I had the chance to try out the new Corpus of Global Web-based English (GloWbE) in my TOEIC class the other day. The corpus claims to have 1.9 billion words, compare that with COCA (Corpus of Contemporory American English) which has 450 million words.
The student question was about the sentence “That will suit you perfectly” (which arose from dialogues they had been inventing between a customer and a salesperson). And in fact the query was about word order of adverbs and after answering that (but see StringNet post) took excuse to consult GloWbE and COCA.
Comparing the search term /will suit you/ between the two corpora:
COCA (will suit you) – 17 hits
GloWbE (will suit you) – 322 hits
In GloWbE the most common collocate was “best”, “perfectly” ranked 5th most common – will suit you results.
As a bonus one of my students was most impressed with the tool and noted down the url link.
Of course the real power in the new corpus is to analyze country differences and for me web related lexis.

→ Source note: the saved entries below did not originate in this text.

PR #14902, opened 2022-10-24
feat: Move new license checker feature behind config parameter

mshabarov:
## Description

Related-to https://github.com/vaadin/flow/issues/14633

## Type of change

- [ ] Bugfix
- [x] Feature

## Checklist

- [x] I have read the contribution guide: https://vaadin.com/docs/latest/guide/contributing/overview/
- [x] I have added a description following the guideline.
- [x] The issue is created in the corresponding repository and I have referenced it.
- [ ] I have added tests to ensure my change is effective and works as intended.
- [ ] New and existing tests are passing locally with my change.
- [x] I have performed self-review and corrected misspellings.

#### Additional for `Feature` type of change

- [ ] Enhancement / new feature was discussed in a corresponding GitHub issue and Acceptance Criteria were created.

PR #14921, opened 2022-10-26
test: Add tests for new license checker config parameter

mshabarov:
Related-to https://github.com/vaadin/flow/pull/14902

### DIFF
--- a/flow-server/src/test/java/com/vaadin/flow/server/startup/DevModeInitializerTest.java
+++ b/flow-server/src/test/java/com/vaadin/flow/server/startup/DevModeInitializerTest.java
@@ -1,5 +1,6 @@
 package com.vaadin.flow.server.startup;
 
+import javax.servlet.ServletContext;
 import javax.servlet.ServletException;
 
 import java.io.File;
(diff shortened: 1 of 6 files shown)


flow-server/src/test/java/com/vaadin/flow/server/startup/DevModeInitializerTest.java
```diff
@@ -453,6 +458,46 @@ public void onStartup_fallbackBaseDirIsGradleProjectDirectory_isAccepted()
...
+        DeploymentConfiguration deploymentConfiguration =
+                Mockito.mock(DeploymentConfiguration.class);
+        Mockito.when(deploymentConfiguration.enableDevServer())
+                .thenReturn(true);
+
+        try (MockedStatic<LicenseChecker> licenseChecker = Mockito.mockStatic(LicenseChecker.class)) {
+            try {
+                DevModeInitializer.initDevModeHandler(new HashSet<>(), servletContext, deploymentConfiguration);
+            } catch (NullPointerException e) {
+                // expected exception within dev server init
```
Artur-, line 473: If dev server init fails with NPE, does this test actually check anything?

flow-server/src/test/java/com/vaadin/flow/server/startup/DevModeInitializerTest.java
```diff
@@ -453,6 +458,46 @@ public void onStartup_fallbackBaseDirIsGradleProjectDirectory_isAccepted()
...
+        try (MockedStatic<LicenseChecker> licenseChecker = Mockito.mockStatic(LicenseChecker.class)) {
+            Mockito.when(deploymentConfiguration.isOldLicenseCheckerEnabled())
+                    .thenReturn(true);
+            try {
+                DevModeInitializer.initDevModeHandler(new HashSet<>(), servletContext, deploymentConfiguration);
+            } catch (NullPointerException e) {
+                // expected exception within dev server init
+            }
+
+            licenseChecker.verify(() -> LicenseChecker.setStrictOffline(true), times(0));
```
Artur-, line 497: If dev mode initializer fails with NPE, does this actually check anything?

mshabarov: Here I check that the `DevModeInitializer` skips `setStrictOffline` call, because old license checker is enabled https://github.com/vaadin/flow/blob/3e129cfaa72e4caefb1cab02816d0c2bbf020e64/flow-server/src/main/java/com/vaadin/flow/server/startup/DevModeInitializer.java#L261. It throws the NPE later on for another reason (something is not mocked). So it should check what it is supposed to.

PR #14924, opened 2022-10-26
fix: clean commented css before handling

### LINKED ISSUE #14770: Commenting @import in styles.css gives net::ERR_ABORTED 404
### Description of the bug

image

(File exists on disk)

image

### Expected behavior

Parser should ignore everything in comments

`/*@import "my-style.css";*/`

### Versions

Hilla: 23.2.3
Flow: 23.2.3
Java: JetBrains s.r.o. 17.0.2
OS: amd64 Windows 10 10.0
Browser: Mozilla/5.0 (Windows NT 10.0; Win64; x64) AppleWebKit/537.36 (KHTML, like Gecko) Chrome/106.0.0.0 Safari/537.36
Live reload: Java active (HotswapAgent): Front end active

caalador:
Remove any comment blocks in CSS
before creating link references.

Fixes #14770

### DIFF
--- a/flow-server/src/main/resources/com/vaadin/flow/server/frontend/dependencies/default/package.json
+++ b/flow-server/src/main/resources/com/vaadin/flow/server/frontend/dependencies/default/package.json
@@ -20,6 +20,7 @@
     "glob": "7.2.3",
     "typescript": "4.7.4",
     "workbox-core": "6.5.0",
-    "workbox-precaching": "6.5.0"
+    "workbox-precaching": "6.5.0",
+    "strip-comments": "2.0.1"
   }
 }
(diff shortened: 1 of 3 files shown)


Artur- (commented):
Would it make sense to use e.g. https://www.npmjs.com/package/strip-comments instead?

caalador:
Does it note that http://... the // is not a comment and to only handle block comments?
Need to test.

Artur-:
"Strip line and/or block comments from a string. Blazing fast, and works with JavaScript, Sass, CSS, Less.js, and a number of other languages."

"block {Boolean}: if false strip only line comments, default true"

caalador:
Testing say seems to work.
Drops away upkeep from us, even though it is 90 lines more than our own with strange regex handling.

Artur- (dismissed):

caalador:
Seems it removes something extra. I'll try to investigate what and from where exactly.

caalador:
Couldn't get strip-comments to not remove line comment for `url(http://` even with the setting to ignore line comments.
Changed to strip-css-comments which is more css specific and doesn't handle css as javascript

Artur- (approved):

PR #14942, opened 2022-10-28
test: Use the correct Spring Boot version for gradle tests

Artur-:


Artur-:
This should not be merged but #14937 should be backported selectively instead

I decided to see results for search term /responsive design/ (a hot topic in web design) – on the face of it impressive numbers – 1 hit in COCA compared to 966 hits in GloWbE. However further inspection reveals duplicate text e.g. with the collocate HTML5 – responsive design results.
The corpus indicates duplicates by a number in brackets and the authors promise that these will be cleaned up over time. So the future looks rosy for the usefulness of this massive new corpus.